Verify Postfix's master.cf has submission enabled:

submission inet n - y - - smtpd
    -o syslog_name=postfix/submission
    -o smtpd_tls_security_level=encrypt
    -o smtpd_sasl_auth_enable=yes
    -o smtpd_sasl_type=dovecot
    -o smtpd_sasl_path=private/auth
    -o smtpd_client_restrictions=permit_sasl_authenticated,reject
    -o smtpd_recipient_restrictions=permit_sasl_authenticated,reject_unauth_destination
    -o milter_macro_daemon_name=ORIGINATING

Restart Postfix after changes.

OAuth2 for inbound — should you bother?

Modern clients increasingly want OAuth2 instead of password auth. Self-hosting an OAuth2 provider for IMAP is a significant project (Keycloak / Authentik + a Dovecot extension); not worth it for personal/small-team use. Password auth over TLS is fine for everything practical.

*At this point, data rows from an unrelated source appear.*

PR #1806, opened 2015-07-10
Overseas passports. Application centre address change in China

tadast:
The address of the application centre in Shanghai has changed.


chrisroos:
Looks good to me.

The certificate trust dance

All three platforms verify the TLS cert. For Let's Encrypt-signed certs (the default if you followed the LE setup article), this works automatically. For self-signed certs:

  • Thunderbird: prompts to add an exception. Click "Confirm Security Exception" once.
  • iOS: under General → About → Certificate Trust Settings, you'd have to install the cert as a trusted profile. Possible but painful. Just use Let's Encrypt.
  • Android: similar. Just use Let's Encrypt.

Self-signed is fine for ssh-tunnel-style access, not for daily mail use across devices.